On Broadway, however, his subversive campiness could only eke out a two month run in 1975. The film version, titled THE ROCKY HORROR PICTURE SHOW, didn't do well on this shore either, until Greenwich Village's Waverly Theatre started having midnight screenings every weekend that attracted regulars who would arrive dressed as the characters and yell out, in unison, what became a traditional collection of remarks directed at the screen. The cult fad caught on and movie theatres across the country began having midnight showings where fans replicated the Waverly experience.
So when THE ROCKY HORROR SHOW returned to Broadway in 2000, this time running for well over a year, the audience participation elements were encouraged, adding a whole new dimension to the piece because now there were live actors who could react.
The video contains photos of the original Broadway production, along with a 1975 on-stage recording of Tim Curry as Frank 'N' Furter singing "Sweet Transvestite."

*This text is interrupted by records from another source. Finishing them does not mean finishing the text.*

PR #102, opened 2018-11-15
refactor(quick-access): correctly apply permissions to all commands and queries

emmenko:
Went through with @dferber90 together.


dferber90:
I adapted the tests to the changed GraphQL query variables and added subcommand filtering in places where we forgot it. Should be good to go now 🏃 

🚀🚀🚀

PR #103, opened 2018-11-15
fix(i18n): exports to not include default key

emmenko:
Same problem we had with the ui-kit when we switched to rollup. 

The messages were exposed in an object `{ default: { /* messages */ } }`.

With this change, the messages returned is correct

screen shot 2018-11-15 at 16 49 05


emmenko:
Thanks, I'll do a release later

PR #107, opened 2018-11-17
feat(application-shell-connectors): expose ownerId

### LINKED ISSUE #106: Expose project owner (organizationId) from ApplicationContext
**Describe the bug**
The `<ApplicationContext>` currently does not expose the `owner` of the `project` (a.k.a. the `organizationId`).

**Expected behavior**
The `project` exposed by the application context should contain a fiel `ownerId`.

montezume:
Fixes #106


packages/application-shell-connectors/src/components/application-context/application-context.js
```diff
@@ -38,6 +38,7 @@ const mapProjectToApplicationContextProject = project => {
     countries: project.countries,
     currencies: project.currencies,
     languages: project.languages,
+    ownerId: project.owner.id,
```
tdeekens: Only "concern" why flattening it is that the GraphQL query on `owner` resolves to an organization ideally. So the `FetchProject` should/could be able to fetch also other properties. From `name` to `teams` (then `members`) or just `version`. Flattening it out fights a bit against (even though non breaking) to expose those properties at some point. That's why maybe leaving it `owner.id` might be worthwhile for extensibility stake. What do y'all think?

tdeekens:
I don't mind either way. Lets go with `ownerId` first I think. If we need more fields we can just add `owner.*` and deprecate `ownerId`.

packages/application-shell-connectors/src/components/application-context/application-context.js
emmenko: If we need to fetch those info about the org, I’d rather have a separate `organization` query.

So I’d just keep the reference on the project.
Mostly because you wouldn’t need the org info when working on an app.

So yeah, let’s go with that and if we have need to expose more stuff we can deprecate it

tdeekens: > If we need to fetch those info about the org, I’d rather have a separate organization query.

Sorry, why separate or what does it mean? A field `organization`?

Anyway, as you said, I also do not think we'll ever need more fields.

emmenko: No I simply meant a separate graphql query `organization(id: string)` via a `FetchOrganization` or something.

But anyway, it’s only speculation for now 😉

PR #109, opened 2018-11-18
Update dependencies (incl. and importantly flopflip)

tdeekens:
#### Summary

This pull request is a simple update of dependencies but is required to be able to use the latest version of floppi di flip in the mc.

@montezume knows about the issue. Updating flopflip to latest in the mc triggers showing app-shell toggled elements while hiding in app toggled components.

After debugging flopflip for an hour I noticed that this is no mainly an issue with the library. It's cause app-kit has a strict version requirement. So has the mc. Both are installed and we run two versions of flopflip.

This feels undesired for one for flopflip but for any dependency.

Updating flopflip here and keeping it in sync (updating it in the mc) will work (debugged locally). 

A follow-up and take away from this could be:

1. Should be loosen version requirements here so yarn/npm can resolve more freely

I would like the updated version of flopflip as it removed recompose and we won't have two versions of it bundled (likely).


montezume:
can you please a branch deploy? 😄

packages/application-shell-connectors/package.json
```diff
@@ -42,8 +42,8 @@
     "recompose": "0.26.0"
   },
   "devDependencies": {
-    "react": "16.6.1",
-    "react-apollo": "2.2.4"
+    "react": "16.6.3",
+    "react-apollo": "2.3.1"
```
tdeekens: Server side rendering improvements and compatibility things with hooks.

Generally this would suffer from the same issue when not updating in the mc. Yarn here resolves to 2.3.1 while in the mc to 2.2.4 resulting in respective `node_modules` and likely double bundling.

packages/sdk/package.json
```diff
@@ -36,19 +36,19 @@
...
     "@commercetools-frontend/constants": "2.0.0",
-    "@commercetools/api-request-builder": "4.1.0",
-    "@commercetools/sdk-client": "1.5.9",
+    "@commercetools/api-request-builder": "4.1.1",
+    "@commercetools/sdk-client": "1.5.10",
     "@commercetools/sdk-middleware-correlation-id": "1.0.1",
-    "@commercetools/sdk-middleware-http": "4.0.7",
-    "@commercetools/sdk-middleware-user-agent": "1.2.10",
+    "@commercetools/sdk-middleware-http": "4.0.8",
+    "@commercetools/sdk-middleware-user-agent": "1.2.11",
```
tdeekens: This are already likely double bundled I presume due to how webpack will resolve.

packages/mc-scripts/package.json
```diff
@@ -22,18 +22,18 @@
...
-    "@svgr/webpack": "4.0.2",
+    "@svgr/webpack": "4.0.3",
     "babel-core": "7.0.0-bridge.0",
     "babel-loader": "8.0.4",
     "babel-plugin-react-intl": "3.0.1",
     "babel-polyfill": "6.26.0",
     "browserslist": "4.3.4",
     "chalk": "2.4.1",
-    "clean-webpack-plugin": "0.1.19",
+    "clean-webpack-plugin": "1.0.0",
```
tdeekens: Nothing changed. I checked. Just first major.

emmenko:
Q: have you tried using yarn `resolutions` in the mc to pull the right version?

emmenko:
Another thought: have FlopFlip only be installed in AppShell and expose it through the AppShell, so we only have one place to manage the deps.

```js
import { ToggleFeature } from '@commercetools-frontend/application-shell';
```

We might also apply this to things like `react-intl` and other "similar" libraries, although peer dependencies should be as good as well. Making `flopflip` a peer deps feels a bit weird though, since we only use it within our team...don't know, just some thoughts I had while reflecting about this sort of issues.

tdeekens:
I generally wanted to keep a discussion focussed on an issue. Now that we started... I will explain why it's __not__ flopflip related only.

> Q: have you tried using yarn resolutions in the mc to pull the right version?

That would work but I don't feel that being a sustainable solution in any case. Not for flopflip nor for any other dependency. It would overwrite asked for dependency versions with unclear side effects.

> Another thought: have FlopFlip only be installed in AppShell and expose it 

Interesting idea. However, it is __not__ only related to flopflop. Side thought: any case where:

```txt
app
   node_modules
     A
        node_modules
           B@0.0.x
     C
        node_modules
           B@0.0.y
```

is undesired for almost any web application given B is not a small utility. You would likely always want:

```txt
app
   node_modules
     A
	 B@0.0.x
     C
```

Given app-kit pins dependencies this outcome is highly unlikely as soon as versions in consumers slightly diverge and overlap in any consuming app.

> We might also apply this to things like react-intl and other "similar" libraries

Back to your suggestion: yes that would be an option. We would have to list which libraries are affected. flopflip, react-intl and react-apollo are the ones which come too mind. However, I took the detour above cause we likely do that for all as it affects any little, small dependency from lodash to literally anything.  

> Making flopflip a peer deps feels a bit weird though

I would also not do that. 

My suggestion would be to likely loosening the dependency ranges in app-kit so the consuming app has freedom to resolve to hopefully one version. 

From your comments I am not sure if you do not accept this dependency update PR altogether. I would like to move forward with it to homogenise versions in the mc as we already diverged in all Node.JS SDK deps resulting in double bundling already I believe.

tdeekens:
The the commit 5dea37a I loosened up the dependencies I suspect to be shared which we however want to resolve to be hoisted with a minor/patch range. How would you feel about that? I feel it's safe middle ground as:

1. We still have the lockfile here
2. app-kit doesn't 100% care what they resolve to as it often only sets up

The cons are:

1. Lockfile pruning might mean different versions

Let me know if you want to include this in this PR or have done/discussed separately.

emmenko:
Yes I agree, in general we need to make it safe and easy to update. We should also document properly what would be the expectations and the trade offs of the dependency management.

I think it would make sense to tackle this problem separately from this PR, which only aims of “fixing” a problem with the flopflip version.

tdeekens:
> I think it would make sense to tackle this problem separately from this PR

Okay. I reverted my previous commit. I will squash merge so it's not on `master` but remains here for illustration.

I would like to tackle flopflip _and_ other deps in this PR to not release too many versions of app kit.

We can next week discuss and document this properly.

tdeekens:
Thanks for the feedback.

MERRILY WE ROLL ALONG - Book by George Furth, music and lyrics by Stephen Sondheim
Perhaps if Broadway musicals were still in the habit of recording their cast albums immediately after opening and releasing them very shortly after, MERRILY WE ROLL ALONG might have avoided closing only 16 performances into its 1981 run.
The cast album, recorded the day after the musical's final performance, reveals a thrilling and complex score with three songs that have since become American Songbook standards: "Not A Day Goes By," "Good Thing Going," and "Old Friends."
But even a great score's attributes can be lost in a shaky book and production. Perhaps the main problem was establishing empathy for its main characters. The story tells how three best friends, all trying to make it in the arts, go from eager and optimistic youths to, 25 years later, bitter and disillusioned adults. But with the book starting with them as adults and gradually going backwards with each scene, audiences might not have been willing to emotionally invest in the unlikeable people introduced in the initial scenes.
It wasn't until late in the second act when the authors provided the moment that could make audiences fall madly in love with the trio. In the musical scene, "Opening Doors,' we see the them leaning on each other to get through the exciting times of trying to make their initial mark in the world. In the clip below, from the HBO documentary, "Six By Sondheim," the trio is played by Jeremy Jordan, Darren Criss and America Ferrara.
Like MACK & MABEL, MERRILY WE ROLL ALONG has been revised several times in major productions, but with its universal theme of young adults setting out on their own for the first time, it has also become a very popular choice for college theatre groups. The recent ENCORES! concert production showed it still to be a work in progress, but audiences still respond affectionately when they see representations of their former or their future selves on stage.